Speaker Diarizer

Answers "who spoke when?" in a meeting or interview recording. Separates speakers automatically and produces a timestamped text report.

What it does

Use this to break a meeting into per-speaker quotes, distinguish the interviewer from the interviewee, or pull individual contributions out of a panel recording.

How to use

  1. Drag meeting/interview recordings into the list.
  2. Pick the Expected Speaker Count (Auto-Detect or a number from 2 to 10).
  3. Pick a Neural Mode: Standard, High Precision, or Turbo.
  4. Click Run.

You get one timestamped .txt report per file. Format:

[00:00:05] SPEAKER_01: Hi, welcome.
[00:00:12] SPEAKER_02: Thanks.

Speaker count

  • Auto-Detect: The system estimates how many speakers there are. Try this first.
  • A number from 2 to 10: If you know exactly how many people spoke, this gives better accuracy.

Quality modes

ModeWhat for
StandardBalanced, the everyday choice.
High PrecisionImportant recordings, production use. Slower but more accurate.
TurboFast draft, lower accuracy.

Examples

Break a meeting into speakers: Add the meeting, Auto-Detect, Standard, run. Each speaker is labelled SPEAKER_01, SPEAKER_02 and so on.

Q&A split for an interview: Add the interview, Speakers 2, High Precision, run. Both speakers come out cleanly separated.

Analyse a panel recording: Add the panel, Speakers 4, Standard, run.

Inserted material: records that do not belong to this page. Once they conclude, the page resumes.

PR #36, opened 2015-08-05
Increase limits on file sizes in self_encryption.

brian-js:
[Review on Reviewable](https://reviewable.io/reviews/maidsafe/rfcs/36)


proposed/0000-template.md
```diff
@@ -0,0 +1,30 @@
...
+
+# Motivation
+
+A significant portion of network traffic is anticipated to result from the storage/retrieval of data coming through self encryption. It is therefore necessary to have robust, secure and efficient methods in place for handling the data arriving at any connected device. Tied to this are the parameters associated with the devices themselves, for our purpose mainly storage and memory capacities. By introducing a memory map we can increase the size of files that can be handled by self_encryption.
+
+# Detailed design
+
+Currently all data associated with a DataMap going through self encryption is held unencrypted in memory. A close call on a SelfEncryption, SE, object initiates encryption and storage of the data via the Storage object passed on creation. In the current iteration it is proposed for all systems to maintain a vector of data per file up to a 50Mb limit in memory, while for files that grow larger than this to introduce an anonymous memory map up to 1Gb on 32-bit systems and 10Gb on 64-bit systems.
+
```
dirvine: Could we explicitly detail all architectures here and the limit we will place on them? i.e. arm 7 10Gb possibly allowing several hundreds of files up to that size (depending on machine resources). ARM 64 total 256Tb etc. 

Also worth noting up to 50Mb will be handled with RAM and passed off after this, so we anticipate any file number limits to be well within any acceptable bounds.

proposed/0000-template.md
```diff
@@ -0,0 +1,30 @@
...
+# Drawbacks
+
+The 1Gb limit on file size for 32-bit systems is restrictive, however, this will be addressed in some future RFC.
+
+# Alternatives
+
+Allow unrestricted file sizes across devices by introducing a cache backed sliding window algorithm for self encryption.
```
dirvine: Maybe describe this a little, so a 500Mb sliding window perhaps (maybe less on 32 bit x86)

dirvine:
I think the rfc for increase self_encryption file size is good, but linked to another rfc in this PR. So I suggest close this PR and replace with 2 separate PR's @brian-js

Batch interview archive: Add many interviews, Speakers 2, run. Each one gets its own report.

Watch out

  • The first run downloads the Whisper model from the internet. Later runs are offline.
  • Speakers are labelled SPEAKER_01, SPEAKER_02 - not real names. You can rename them by hand afterwards.
  • Very similar voices (siblings, same gender) may get confused.
  • Very crowded settings (10+ people) hurt accuracy.
  • Music or ambience-heavy recordings produce inconsistent results.
  • For a single speaker just run transcription, no need for diarization.

License

This tool runs in full inside the Ultimate plan. The Free tier has a monthly cap.